SaraikiNLP
AI & ML interests
NLP for Saraiki Language.
Recent Activity
SaraikiNLP: The Python NLP Framework for Saraiki Language Research

Table of Contents
- Introduction
- Why Saraiki?
- 🎁 Resources
- Intended Audience
- Features
- Installation
- Documentation
- Contributing
- License

Introduction
SaraikiNLP is the world's first and fundamental Python framework for Saraiki language research. It comes with basic NLP functions to help researchers, students, and anyone interested in Saraiki NLP work.

Why Saraiki?
About the Saraiki Language
Saraiki (skr) is an Indo-Aryan language spoken by over 25–30 million people, primarily in Pakistan. It is spoken in Southern Punjab in cities like Multan, Bahawalpur, Dera Ghazi Khan, and Rahim Yar Khan, and extends into parts of Sindh, Balochistan, and Khyber Pakhtunkhwa. Despite its rich linguistic and cultural heritage, Saraiki remains underrepresented in NLP and computational research.
Why Should One Work on Saraiki NLP?
Despite having millions of speakers, Saraiki still lacks digital resources, computational tools, and NLP support. Major challenges include:
- Limited Text Datasets – Few machine-readable corpora are available.
- Minimal NLP Research – There is less work on tokenization, lemmatization, named entity recognition (NER), or speech recognition.
- No Official Status – Unlike Urdu or Punjabi, Saraiki lacks mainstream software support in AI and ML applications.
The Goal of SaraikiNLP
The SaraikiNLP project aims to:
- Developing Core NLP Tools – Implement normalization, tokenization, lemmatization, stemming, and NER models.
- Promote Saraiki Research – Increase awareness and support for research in this low resource language.

Resources 🎁
Link | Description |
---|---|
Saraiki Alphabets | Saraiki alphabets. |
Saraiki Counting | Saraiki counting. |
Saraiki Months | Saraiki month names with Urdu and English counterparts. |
Saraiki Week Days | Saraiki day names with counterparts. |
Current Saraiki Research | Current research being done on Saraiki language. |

Intended Audience
- Science/Research: For researchers and linguists experimenting with Saraiki language data.
- Developers: To help build Saraiki applications with less effort.
- Education: Providing resources and tools for students interested in Saraiki language research.

Features
- ✔️ Normalization
- ✔️ Preprocessing
- 🚧 Tokenization
- 🚧 Stemming
- 🚧 Lemmatization

Installation
Using pip, SaraikiNLP can be easily installed:
pip install SaraikiNLP

Documentation
Link | Description | Free Notebook (Colab) |
---|---|---|
Normalization | Our functions and usage examples for normalization. | ▶️ Start Now |
Preprocessing | Functions SaraikiNLP provides for preprocessing. | ▶️ Start Now |
🚧 Tokenization | Functions for tokenization. | ⌛ Coming Soon |
🚧 Stemming | Functions for stemming. | ⌛ Coming Soon |
🚧 Lemmatization | Functions for lemmatization. | ⌛ Coming Soon |

Contributing
We welcome contributions from everyone!

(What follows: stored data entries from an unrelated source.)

PR #39, opened 2018-03-21
remove journey shorthands

### LINKED ISSUE #36: remove journey.departure, journey.origin, etc
As discussed with @juliuste this is redundant information not specified in FPTF and therefore reduces the compatibility with other FPTF libraries.

**This is a breaking change.**

derhuerst:
closes #36 

This PR also fixes the tests on `next`. 😬 (Sorry for not properly creating.)

### DIFF
--- a/test/nahsh.js
+++ b/test/nahsh.js
@@ -12,7 +12,7 @@ const validateLineWithoutMode = require('./validate-line-without-mode')
 const co = require('./co')
 const createClient = require('..')
 const nahshProfile = require('../p/nahsh')
-const {allProducts} = require('../p/nahsh/products')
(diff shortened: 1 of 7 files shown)


test/nahsh.js
```diff
@@ -12,7 +12,7 @@ const validateLineWithoutMode = require('./validate-line-without-mode')
 const co = require('./co')
 const createClient = require('..')
 const nahshProfile = require('../p/nahsh')
-const {allProducts} = require('../p/nahsh/products')
+const allProducts = require('../p/nahsh/products')
```
derhuerst: This is the fix that belongs into `next` instead of this PR.

PR #46, opened 2018-04-23
Nah.sh: enable radar

derhuerst:
despite the failing and skipped test.

We can make this specific test handle missing station names and products, if we want. Or we fix this along with the tests rewrite.


derhuerst:
oops, compared with `master`.

PR #50, opened 2018-05-16
expose journeyLeg/radar polyline as GeoJSON

derhuerst:
with annotated station info in each `Point`'s `properties`.

build failing because of something else


derhuerst:
ping @juliuste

If you'd like to help improve SaraikiNLP OR if you notice any mistakes or have suggestions for improvement, feel free to:
- Open an issue
- Submit a pull request
Your contributions are highly appreciated and make SaraikiNLP better for everyone. Thank you for your interest! :-)

Copyright and license
Code released under the MIT License.